Find the string "tuiHostedDropdownHost" in the data, and copy out each line that has it.

#### DATA EXTRACT:
━━━━━━━━━━━━━━━━━━━━━━━━━━━━━━

PR #5669, opened 2023-10-17
fix(core): correct `TuiHostedDropdownComponent` with `tuiHostedDropdownHost`

olegnowikow:
## PR Type

- [x] Bugfix
- [ ] Feature
- [ ] Refactoring
- [ ] Tests related changes

In the [docs](https://taiga-ui.dev/components/hosted-dropdown): 
> If you want another element to be host, use `tuiHostedDropdownHost` directive.

However, this [doesn't work](https://stackblitz.com/edit/angular-wugh4z?file=src%2Fapp%2Fapp.component.html) when using `tuiDropdownHover`.

## What is the new behaviour?

This fix solves problem of displaying a dropdown list on hover for selected item


projects/core/components/hosted-dropdown/hosted-dropdown.component.ts
```diff
@@ -103,8 +103,21 @@ export class TuiHostedDropdownComponent implements TuiFocusableElementAccessor {
...
     canOpen = true;
 
+    private readonly onHoverTarget$ = new Subject<HTMLElement>();
+
+    private readonly _hover$ = combineLatest([
+        this.onHoverTarget$,
+        this.hover$ || EMPTY,
+    ]).pipe(
+        map(
+            ([target, hovered]: [HTMLElement, boolean]) =>
```
waterplea, line 113: I don't think you need to types these explicitly

projects/core/components/hosted-dropdown/hosted-dropdown.component.ts
```diff
@@ -103,8 +103,21 @@ export class TuiHostedDropdownComponent implements TuiFocusableElementAccessor {
...
+                hovered && this.computedHost.contains(target),
+        ),
+        share(),
```
waterplea, line 116: Do we need a `share` here? Seems like it is only used in one place. Maybe we should add `share` to `open$` instead?

projects/core/components/hosted-dropdown/hosted-dropdown.component.ts
```diff
@@ -184,6 +197,11 @@ export class TuiHostedDropdownComponent implements TuiFocusableElementAccessor {
         }
     }
 
+    @HostListener('mouseover', ['$event.target'])
```
waterplea, line 200: This will spam change detection as mouse moves across nested tags. How about we use `tuiTypedFromEvent(this.el.nativeElement, 'mouseover')` instead of `onHoverTarget$`?

projects/core/components/hosted-dropdown/hosted-dropdown.component.ts
```diff
@@ -103,8 +103,21 @@ export class TuiHostedDropdownComponent implements TuiFocusableElementAccessor {
     @Input()
     canOpen = true;
 
+    private readonly onHoverTarget$ = new Subject<HTMLElement>();
+
+    private readonly _hover$ = combineLatest([
```
waterplea, line 108: I don't like underscore names, let's name it `hostHover$` instead so we know it's about host being hovered.

projects/demo/src/modules/directives/dropdown-hover/examples/4/index.html
```diff
@@ -0,0 +1,30 @@
...
+            tuiHostedDropdownHost
+            type="button"
+        >
+            it will open here
+        </button>
+    </div>
+</tui-hosted-dropdown>
+<ng-template
+    #dropdown
+    let-activeZone
```
waterplea, line 27: This one is unused, let's remove it to simplify the example.

projects/demo/src/modules/directives/dropdown-hover/examples/4/index.html
```diff
@@ -0,0 +1,30 @@
+<tui-hosted-dropdown
+    tuiDropdownHover
+    tuiDropdownLimitWidth="fixed"
+    [content]="dropdown"
+    [(open)]="open"
+>
+    <div tuiGroup>
+        <button
+            size="l"
```
waterplea, line 9: I think we can remove size and type for both buttons to simplify the example

projects/demo/src/modules/directives/dropdown-hover/examples/4/index.html
```diff
@@ -0,0 +1,30 @@
+<tui-hosted-dropdown
+    tuiDropdownHover
+    tuiDropdownLimitWidth="fixed"
+    [content]="dropdown"
+    [(open)]="open"
```
waterplea, line 5: Do we need to track `open`? We can probably drop it from here.

projects/demo/src/modules/directives/dropdown-hover/dropdown-hover.component.ts
```diff
@@ -36,6 +36,11 @@ export class ExampleTuiDropdownHoverComponent extends AbstractExampleTuiDropdown
         HTML: import('./examples/3/index.html?raw'),
     };
 
+    readonly example4: TuiDocExample = {
+        TypeScript: import('./examples/4/index.ts?raw'),
```
waterplea, line 40: If we drop `open` we can probably keep just `HTML` here.

projects/core/components/hosted-dropdown/hosted-dropdown.component.ts
```diff
@@ -103,10 +104,21 @@ export class TuiHostedDropdownComponent implements TuiFocusableElementAccessor {
     @Input()
     canOpen = true;
 
+    private readonly hostHover$ = combineLatest([
+        tuiTypedFromEvent(this.el.nativeElement, 'mouseover'),
+        this.hover$ || EMPTY,
+    ]).pipe(
+        map(
+            ([{target}, hovered]) =>
+                hovered && this.computedHost.contains(target as HTMLElement),
```
waterplea, line 113: To take delays into account you can rewrite the first part of this stream as follows:
```ts
tuiTypedFromEvent(this.el.nativeElement, 'mouseover').pipe(
    map(
        e => this.computedHost.contains(tuiGetActualTarget(e)),
        switchMap(visible =>
            of(visible).pipe(
                delay(
                    (visible ? this.hover$?.showDelay : this.hover$?.hideDelay) || 0,
                ),
            ),
        ),
    ),
);
```

olegnowikow: fixed

waterplea (approved):

splincode (approved):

━━━━━━━━━━━━━━━━━━━━━━━━━━━━━━

#### RESPONSE AREA:
fix(core): correct `TuiHostedDropdownComponent` with `tuiHostedDropdownHost`
> If you want another element to be host, use `tuiHostedDropdownHost` directive.
+            tuiHostedDropdownHost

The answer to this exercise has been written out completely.